KWCO-FM
- Chickasha, Oklahoma; United States;
- Frequency: 105.5 MHz (HD Radio)
- Branding: KOOL 105.5 fm

Programming
- Format: Classic hits
- Subchannels: HD2: Country "106.1 The Ranch"
- Affiliations: Radio Oklahoma Network

Ownership
- Owner: Hilliary Broadcasting Co Inc.
- Sister stations: KACO, KJMZ, KKEN, KXCA, KFTP, KKRX

History
- First air date: 1966

Technical information
- Licensing authority: FCC
- Facility ID: 6750
- Class: A
- ERP: 3,300 watts
- HAAT: 135 meters (443 ft)
- Transmitter coordinates: 35°0′38.00″N 97°55′54.00″W﻿ / ﻿35.0105556°N 97.9316667°W
- Translator: HD2: 106.1 K291BR (Chickasha)

Links
- Public license information: Public file; LMS;
- Webcast: Listen Live Listen Live (HD2)
- Website: kool1055fm.com 1061theranch.com (HD2)

= KWCO-FM =

KWCO-FM (105.5 MHz, "KOOL 105.5 fm") is a radio station broadcasting a classic hits music format. Licensed to Chickasha, Oklahoma, United States, the station is currently owned by Hilliary Broadcasting Co Inc. Most of KWCO-FM's programming is live and local Monday–Friday 6 AM – 6 PM, and during local sports broadcast coverage. KWCO offers a local swap-shop program.

==History==
The callsign KWCO can be traced back to the original AM 1560 KWCO radio from the 1940s. In the '20s, KOCW was owned by the Oklahoma College for Women (on 1190 then). Due to costs necessary to upgrade the station to newer technical standards set forth by the Federal Radio Commission at the time (in the 1930s), the original KOCW was sold to Griffin. To the surprise of the college, the station was then moved promptly to the Tulsa market, leaving Chickasha without their radio station. So in the '40s when a new station came online, KWCO was picked as the call sign because it was the reverse of KOCW. KWCO was as close to the original call as was available at the time.

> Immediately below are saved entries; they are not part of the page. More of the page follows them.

PR #276, opened 2026-09-07
Automated Issue Review

### LINKED ISSUE #271: Automated pre-specification review on labelled issues

FrankRay78:
## Why

`/speckit.reviewissue` is the pre-specification gate, and it is the one step in the loop whose cost is the *wait* — it carries the codebase-grounding pass. Running it only from a developer machine means the first step of a three-step loop gates the other two: an issue raised from a phone sits untouched until the author sits down. Labelling an issue `review` now runs it unattended, so the gap analysis is waiting rather than requested.

## What changes

- Applying the `review` label to an issue produces a pre-specification gap analysis as a comment on that issue — numbered gaps, a recommendation per gap, an inline answer slot — grounded in this codebase's real paths and conventions. The author answers inline and runs `/speckit.confirmissue` exactly as before.
- The label is the state. A green run always ends with the label removed, so **labelled** = review pending, **unlabelled + a `<!-- speckit:review -->` comment** = done, **still labelled** = the run did not complete. There is no failure comment; GitHub's failed-run notification is the alert.
- Labelling an issue that already carries a review posts nothing and clears the label, rather than posting a second review that would orphan answers already written against the first.
- `claude.yml` is untouched, so `@claude` on issues and PRs behaves exactly as before.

In the mid-'40s the transmitter site was located at U.S. Highway 81 and Grand Avenue. The studio was in the Briscoe Building at 427 W. Chickasha Ave in 1946. Later, around 1950, the studio was moved out to the tower on Grand and 81. Later, in the 1975, the studio and transmitter site was moved to 500 W. Country Club Rd.

KWCO 1560 AM of Chickasha in the 2000s was moved out of Chickasha by Tyler to "Del City" (towers on 15th and I-35) leaving Chickasha without their AM again. KWCO's FM station on 105.5 was left in the market with the legacy of KWCO as KWCO-FM due to co-ownership for a period of time.

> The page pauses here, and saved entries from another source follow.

PR #288, opened 2026-09-12
Table Pipe Escaping

### LINKED ISSUE #286: Escaping rule for a literal pipe in an at-a-glance table cell
## Problem

The at-a-glance table added to `/speckit.reviewissue` by #281 is a Markdown table, and its cells are delimited by `|`. Nothing in the template or its rules says what happens when a gap's short title, or its compressed consequence text, contains a literal `|`.

A title referencing a bitwise or, a pipe-delimited format, a shell pipeline, or a C# pattern like `is A or B` written with `|` would break the row it sits in — silently, because a Markdown table with a stray delimiter renders as a misaligned table rather than as an error.

## Motivation

What makes this worth recording rather than just fixing is *how* it was missed. The table's shape was scrutinised at length against the one thing that consumes it: `/speckit.confirmissue` parses every `**N. <title>**` block ending in `> _Answer:_` and folds it into the issue body, so the obvious bold-numbered index would have been folded as a gap that does not exist. That analysis is in the #281 CIR as decision 2, and it drove the choice of a table over a list.

Having hardened the structure against its *consumer's* parser, nobody checked it against its *host format's* own syntax — a simpler and more likely break than the one that got all the attention. The `@claude` review on #284 found it after merge:

> the table is Markdown, and cells are delimited by `|`. Neither the template nor the surrounding rules say what to do if a gap's short title or compressed consequence text itself contains a literal `|` … worth a one-line escaping note (`\|`) if it's ever hit — not a blocker.

It is already self-demonstrating: `docs/study/281.md`'s row about this finding is the only row in that file that needed `\|` escapes to author.

## Proposal

Add an escaping rule to the table's rules in `.claude/commands/speckit.reviewissue.md`: a `|` appearing in a gap title or consequence cell must be written `\|`.

Worth deciding at the same time whether the rule belongs on the gap titles themselves rather than only on the cells, since the title is copied verbatim into the row — which means the escaping decision is really about what a gap title is allowed to contain.

## Acceptance criteria (draft — expect the review to sharpen these)

- [ ] A gap whose title contains a literal `|` produces a table row that renders as a correct three-column row.
- [ ] The rule states where the escape applies — the title cell, the consequence cell, or the gap title at source.
- [ ] The verbatim-title rule and the escaping rule do not contradict each other: a title escaped in the row still matches its gap unambiguously.
- [ ] The pre-post self-check added by #281 covers this, so a broken row is caught before the comment is posted rather than after.

## Out of scope

- Any change to `/speckit.confirmissue`, whose parser is unaffected: a `\|` in a cell does not create or destroy a `**N. <title>**` block.
- Revisiting the table-versus-list decision. The parser analysis behind it stands; this is a gap in it, not a refutation of it.
- Escaping anywhere else in the review comment. Gap bodies, recommendations and commentary are ordinary prose where `|` is harmless.
- Migrating review comments already posted.

### Requirements

- **Where the escape applies:** Every `|` in any content inside the at-a-glance table is written `\|`; gap titles stay free to contain `|`, and a title cell differing only by that escape still counts as verbatim. Nothing outside the table is escaped or changed.
- **Pipes inside inline code:** The rule states explicitly that it applies inside inline code spans too, since GitHub splits table columns on an unescaped pipe before rendering code spans.

### Technical

- **Pre-post self-check:** Add a clause to "Check the draft before posting": no unescaped pipe anywhere in the table, including inside inline code, so a broken row is caught before posting. It stays a self-check, not a CI gate; nothing outside the table in the review comment is escaped.

## Related

- #281 / PR #284 — added the table; its CIR decision 2 records the parser analysis that this slipped past.
- PR #284's `@claude` review — where this was found, after merge.
- `docs/study/281.md` — the last row records this finding, and needs `\|` escapes to state it.
- `.claude/commands/speckit.confirmissue.md` — the downstream consumer the table *was* hardened against.

FrankRay78:
## Why

The at-a-glance table that #281 added to `/speckit.reviewissue` is a Markdown table. A literal `|` in a gap title or consequence cell silently splits the row into the wrong columns. It shows as a misaligned table, not an error. The `@claude` review on #284 caught this after merge.

## What changes

- Every `|` in a table cell's content is written `\|`, including inside inline code. Gap titles may still contain `|`, and a title cell that differs only by the escape still counts as verbatim. Nothing outside the table is escaped.
- The pre-post self-check gains a clause for unescaped pipes in the table.

- **Inline code needs the escape too.** GitHub splits a row into columns *before* it renders code spans. Rendered via `gh api markdown` (gfm): `` `A | B` `` in a cell lost the third column, while `` `A \| B` `` renders as `A | B`.
- **Re-runs check only the row they change.** When a re-run edits an existing review, the pipe check covers just that row. The re-run rules require every other row to pass through byte-for-byte, and migrating already-posted comments is out of scope. This came from the `/verify` review.
- **No CI gate.** The rule governs how a review comment is composed, which nothing in the repo runs, so it stays a self-check, as the issue's confirmed decisions say.

## Related

Closes #286

- #281 / #284 — added the table.


FrankRay78:

- Bugs or correctness issues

The current KWCO-FM broadcasts from a former gas station from the '20s in downtown Chickasha at 7th Street and Chickasha Avenue as Chickasha's only commercially licensed radio station. Some of the former calls for KWCO-FM were KTUZ and also KXXK. The original call sign for 105.5 was KNDR, established by Ben DeKinder (a former employee of KWCO (AM) in 1966.

KOOL 105.5 has been in the Classic Hits format since 2002, longer than any other station in the state. It was one of the first to adopt this format in the US.

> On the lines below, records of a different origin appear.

Issue #270, opened 2026-09-05
Add scripts/chain.sh — run the SDLC command chain end to end for one issue


FrankRay78:
## Summary

Add a script that carries one GitHub issue from an unstarted branch to an open pull request by running the SDLC commands in a fixed order — `/build`, `/study`, `/verify`, `/study`, `/raise-pr` — with the script, not a model, deciding whether each stage begins. One invocation, one issue, no prompting in between.

## Motivation

After #257 the chain is three named stages, and #260 adds a fourth thing worth doing twice. Each is unattended on its own; the sequence is not. Today the invoker types four commands, waits for each, reads its closing report, and decides whether to start the next — and the waiting, not the work, is what makes a piece of work take a day instead of an hour.

The obvious shortcut — one agent process told to run all four commands in order — is not equivalent. A prompt listing four steps is a suggestion: a model can reorder them, skip one, decide a stage is unnecessary, or report success for work it did not finish. What makes an ordering deterministic is a process outside the model enforcing it, and refusing to start the next stage until the previous one has said, in a form the script can read, that it succeeded.

Two properties of the chain make that enforcement worth having rather than merely tidy. The stages are expensive — a full run is the better part of an hour of model time — so a stage that runs against unverified work wastes real money and, at the last stage, opens a pull request over it. And the stages are not context-sharing: each runs in its own process, so anything one stage learns that a later stage needs has to be handed over deliberately or it is silently lost.

This issue is also the groundwork for #266. Whether that dispatcher drives this script per item or is merely modelled on it, the question of "what does it take to run these stages back to back without a human" is answered here, once, at a scale that can be run by hand and watched.

## Users & jobs

- **Someone with one issue to build.** They have an issue ready and want to come back to a pull request. They do not want to babysit four commands, and they do want the run to stop rather than push on if something goes wrong partway.
- **Someone diagnosing a run that stopped.** They want to know which stage failed and why, find that stage's output, and pick up the remaining stages by hand without redoing the work that already succeeded.

## Capability

A script that runs the stages in order and gates each one on the last.

**Ordering and gating.** The stages run in a fixed order. Each begins only after the previous has reported success in a form the script reads directly. A stage that does not report success ends the run; nothing downstream executes against unverified work.

**Study in context.** A study pass runs against the work of the stage it follows, with that stage's context available to it, so what it records is grounded in what happened rather than reconstructed afterwards from the diff. This is what #260 asks for when it says to run the command in the same session as the work.

[...]

PR #289, opened 2026-09-12
Review Reason Fact Check

### LINKED ISSUE #287: Check that a /speckit.reviewissue recommendation's Reason holds up against what it cites
## Summary

Every `/speckit.reviewissue` gap ends with a recommendation and a one-sentence *Reason*, and nothing checks that the Reason is true. The command tells the model what a Reason should contain, not that the evidence it cites has to survive being checked against the file it names. Since #281 made reviews short and triageable, an author can accept a recommendation from the table with little reading, so each Reason now carries more weight than it did — and a wrong one settles a real decision quietly.

## Evidence

**A live Reason that does not hold up.** Gap 5 of [the review on #270](https://github.com/FrankRay78/NetPace/issues/270#issuecomment-5646220691) recommends Sonnet for each headless stage because "Sonnet is the harness's standing default for that class of work". That is a claim about how the harness behaves, offered as the evidence for the call. Nothing in this repository names Sonnet: `git grep -i sonnet` over `main` returns no matches, and no file under `.claude/` sets a model. The Reason reads as grounded and is not.

**What the command asks for today.** The [recommendation quality bar](https://github.com/FrankRay78/NetPace/blob/main/.claude/commands/speckit.reviewissue.md#L225-L231) says the Reason "cites the evidence that led you there … not a restatement of the recommendation" — a rule about what a Reason contains. The [pre-post self-check](https://github.com/FrankRay78/NetPace/blob/main/.claude/commands/speckit.reviewissue.md#L223) confirms every gap carries "a recommendation with its one-sentence reason" — a rule that one exists. Neither asks whether it is true.

**The same failure class, recorded elsewhere.** [`docs/study/279.md`](https://github.com/FrankRay78/NetPace/blob/main/docs/study/279.md) records a claim "lifted unverified from the issue's own motivation text" into a command that posts publicly, and an absolute asserted on a two-command sample. [PR #284](https://github.com/FrankRay78/NetPace/pull/284) records three claims in #281's own first draft — a failure mode, a "load-bearing" constraint and a word count — that were false when checked.

**Anticipated, and deliberately left open.** #281's *Open questions*: "The value of a short review rests on each recommendation being a good default and its *Reason* citing evidence that survives being checked against the file it names. Nothing in the command verifies either today, and nothing here adds it. That is a separate issue, and a more consequential one than length." The [CIR records it as a known residual](https://github.com/FrankRay78/NetPace/blob/main/docs/change-intent-records/2026-09-12-triageable-review-comment.md#L39): a shorter review "raises the cost of that gap without addressing it."

## Out of scope

- Judging whether a recommendation is a good default. That stays the author's call when answering; this issue guarantees only that the evidence behind it is true.
- The review's presentation — the at-a-glance table, consequence ordering, the per-gap length bound and the Commentary bar. #281 settled these and the #270 run showed them working.
- Any change to `/speckit.confirmissue`.
- The `|`-escaping gap in a table cell — #286.

### Requirements

- **What the fix guarantees:** Every factual claim in a recommendation's Reason is true when checked against the file, command output or issue text it names. Whether the recommendation is a good default is not checked.
- **Judgement-call Reasons:** A Reason either cites something checkable or states plainly that it is the reviewer's judgement, so the author can tell an evidenced recommendation from an opinion.
- **Unbacked claims:** A claim that fails the check is recast so its Reason states it is the reviewer's judgement, and the Recommendation is kept; a failed check never blocks posting, on a first run or a refine-run edit.

### Technical

- **Who checks:** The reviewer fact-checks its own claims before the review posts; no subagent. (Author redirected from "add the subagent tool to the workflow's `--allowedTools`" — a subagent is overkill for this.)
- **Automated reviews:** In scope — the check applies to reviews posted by [`speckit-reviewissue.yml`](https://github.com/FrankRay78/NetPace/blob/main/.github/workflows/speckit-reviewissue.yml) as well as local runs.
- **Verification call:** No separate verification call, so nothing to batch. (Author redirected from "batch every gap's Reason into a single verification call" — the reviewer checks its own claims.)

## Related

- #281 / PR #284 — made the review triageable; its *Open questions* named this issue.
- [The review on #270](https://github.com/FrankRay78/NetPace/issues/270#issuecomment-5646220691) — the live example above.
- [`docs/study/279.md`](https://github.com/FrankRay78/NetPace/blob/main/docs/study/279.md) — the same failure class inside a command prompt.

_This issue originally collected six follow-ups from the first live triageable review. The other five were dropped: the #270 run showed the table already does its triage job, and the reviews on #285 and #286 (3 gaps each, against 5 on #270) settled the proportionality question. See the edit history for the original._

FrankRay78:
## Why

Every `/speckit.reviewissue` gap ends with a recommendation and a one-sentence *Reason*, and nothing checked that the Reason was true. The review on #270 justified a call with "Sonnet is the harness's standing default", and no file on `main` names Sonnet. Since #281 made reviews short enough to accept from the table, a false Reason can quietly settle a real decision.

## What changes

- Before posting, the reviewer re-checks every factual claim in every Reason against the file, search or issue text it names. A claim about how the repo or harness behaves names no file, so it's checked by searching for where that behaviour would be set, and finding nothing fails it.
- A claim found false is **dropped**, and the Reason is rewritten as `my judgement — <why>` without it. A claim the run can't check may stay, but only inside a judgement Reason. The Recommendation always stays, and a failed check never blocks posting.
- The pre-post self-check, the recommendation quality bar and step 6 (the re-run rules) are aligned with this. A re-run checks only the gap it re-framed.

- **The judgement label never carries a false claim.** The first draft only said to "recast" a failed Reason as judgement, which would have let the #270 claim through as "my judgement — Sonnet is the standing default". The `/verify` review caught it, and the rule now drops the claim.
- **Automated reviews vs local runs.** `speckit-reviewissue.yml` applies this prompt as written, so it's covered with no workflow change. But its tools can't read other issues (no `gh issue view`), so a true Reason citing another issue posts as judgement from the workflow and as evidence from a local run. Allowing `Bash(gh issue view:*)` would close that gap, but it widens the workflow's permissions and wasn't in #287's scope, so it's left for a separate decision.
- **No CI gate.** The check runs over a comment composed at runtime, like the rest of the self-check. It's untested in a live run, so the first review after merge is its first real test.
- **"Judgement call" wording removed.** The prompt no longer calls every recommendation a "judgement call", so "my judgement" marks only a Reason with no evidence behind it.

## Related

Closes #287

- #281 / #284 — made the review triageable; its open questions named this issue.
- The rationale is in CIR `2026-09-12-review-reasons-survive-checking`.


FrankRay78:

- Bugs or correctness issues

FrankRay78:
Pushed `d31a742` — a one-line prompt-text trim, no behaviour change.

The **Recommendation quality bar** paragraph ended with "— or, where there is nothing checkable to cite, says it is your judgement", which restates the opening of **Every Reason survives being checked** directly below it. That paragraph states the rule in full, including the `Reason: my judgement — <why>.` label format, so the clause is dropped.

@claude please review the last commit (`d31a742`).

---
_Generated by [Claude Code](https://claude.ai/code)_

In the spring of 2013 KWCO-FM began broadcasting in IBOC (HD Radio). 105.5HD2 is 106.1 The Ranch www.1061TheRanch.com, playing a mix of new and old country, and can also be heard on translator K291BR on 106.1 FM. http://transition.fcc.gov/fcc-bin/fmq?list=0&facid=157206

In December 2025, Hilliary Broadcasting Co. Inc. purchased KWCO and closed on the sale on June 10, 2026.

==Translator==

Broadcast translator for KWCO-HD2
| Call sign | Frequency | City of license | FID | ERP (W) | HAAT | Class | FCC info |
|---|---|---|---|---|---|---|---|
| K291BR | 106.1 FM | Chickasha, Oklahoma | 157206 | 250 | 130.5 m (428 ft) | D | LMS |

==Office location==
KWCO-FM's office location is 627 W Chickasha Avenue in Chickasha.